Meaford’s Debt Has Been Declining For a Decade, But That Will Soon Change

Over the past ten years Meaford’s long term debt has steadily declined, from more than $10 million in 2010, to roughly $5 million in 2020.

While the municipality’s long term debt has been shrinking for a decade, new debt will be required in the coming years in order to complete some major projects, including bridge rehabilitations and an expansion of Meaford’s wastewater treatment plant.

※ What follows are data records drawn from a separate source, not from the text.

PR #3555, opened 2024-08-06
Use helpers package to register repos with OS

DefaultRyan:
In addition to DevHome internally mapping each repo folder to an extension, we also need to notify Windows to map the repo folder to DevHome's `FileExplorerSourceControlIntegration`.

In early testing we've used a PowerShell script to manually write registry entries. Now that we have support in the `Microsoft.Internal.Windows.DevHome.Helpers` package to do this programatically, it's time to integrate that call into DevHome proper.

## Validation steps performed
Used private build of DevHome to register repo folders in the File Explorer customization page. Verified that the expected registry entries appeared, and verified that the File Explorer version control integration was now enabled for the added repo.

## PR checklist
- [ ] Closes #xxx
- [ ] Tests added/passed
- [ ] Documentation updated

### DIFF
--- a/tools/Customization/DevHome.Customization/ViewModels/FileExplorerViewModel.cs
+++ b/tools/Customization/DevHome.Customization/ViewModels/FileExplorerViewModel.cs
@@ -145,13 +145,6 @@ public partial class FileExplorerViewModel : ObservableObject
                 if (repoRootfolder != null && repoRootfolder.Path.Length > 0)
                 {
                     _log.Information($"Selected '{repoRootfolder.Path}' as location to register");
-                    var wrapperResult = ExtraFolderPropertiesWrapper.Register(repoRootfolder.Path, typeof(SourceControlProvider).GUID);
-                    if (!wrapperResult.Succeeded)
-                    {
-                        _log.Error(wrapperResult.ExtendedError, "Failed to register folder for source control integration");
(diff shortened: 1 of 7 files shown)


krschau (approved):

tools/Customization/DevHome.Customization/ViewModels/FileExplorerViewModel.cs
```diff
@@ -143,6 +145,13 @@ public async Task AddFolderClick()
                 if (repoRootfolder != null && repoRootfolder.Path.Length > 0)
                 {
                     _log.Information($"Selected '{repoRootfolder.Path}' as location to register");
+                    var wrapperResult = ExtraFolderPropertiesWrapper.Register(repoRootfolder.Path, typeof(SourceControlProvider).GUID);
```
ssparach, line 148: Per the current UX design, when the user clicks Add Folder, the folder will appear as "unassigned" in UI. The user will then navigate to the drop down and selects the version control protocol of their choice if more than one is present. Therefore, the registration with File Explorer should only occur when the user makes this selection. As such, this code logic will need to be placed inside `AssignSourceControlProviderToRepository`. Thanks!

dhoehna (approved):

ssparach (approved):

Ultimately we’re in really good shape right now from a debt perspective,” Treasurer Darcy Chapman told Council at their February 22 meeting. “Without incurring new debt, everything we have on the books right now would be paid off by 2028. So things are good from the existing debt perspective. That might not be the case moving forward however.”

Chapman told Council that there are some major projects on the horizon.

The reality is that we have a number of projects that either require debt in the next few months, but we also have a lot of projects coming down the pipe in the next little while that will require debt,” Chapman advised. “If all of those projects move forward as scheduled, especially if we don’t receive some government funding, by 2030 I’m anticipating that we could be in as much as $35 million in total debt.”

The municipality’s debt management policy aims to ensure that Meaford’s tax-supported debt not exceed 75 percent of general revenues. Currently Meaford’s debt ratio is sitting at 12.12 percent ($2.65M / $21.9M). Council was advised that additional debt of approximately $2.25 million will be issued for the new Library facility in 2021.

The policy also dictates that no more than 50 percent of the total tax-supported debt capacity will be used for infrastructure unless approved by Council. Currently this debt ratio is roughly 4.2 percent.

Additional debt will be taken on in 2021 as follows:

  • $780,000 will be issued for the reconstruction of Thompson Street in 2021.
  • $950,000 is expected to be issued for the reconstruction of Cook Street in 2022.
  • $220,000 is expected to be issued for the reconstruction of Structure 015 (Gillies Bridge) in 2021.
  • In excess of $17 million is expected to be issued for bridge reconstruction or rehabilitation works in between 2021 and 2031.

In the province of Ontario, municipalities have the authorization to incur long-term debt for municipal infrastructure as long as annual debt repayments do not exceed 25% of net revenues. The Province provides an annual statement for municipalities known as the Annual Repayment Limit statement, outlining the revenue and debt servicing calculations. The Municipality of Meaford’s 2020 ARL statement illustrates that the Municipality is utilizing 4.05% ($888K/$21.89M) of net revenues to service debt and is only utilizing 16.2% ($888K/$5.47M) of the legislated capacity of net revenues,” Chapman advised Council. “It is projected that as much as $35 million in total debt may be outstanding by 2030. This is in large part due to future funding of bridge reconstruction projects and a wastewater treatment plant expansion.”

Chapman advised Council that the municipality has the capacity to take on additional debt of up to $57.15 million at an interest rate of five percent over 20 years.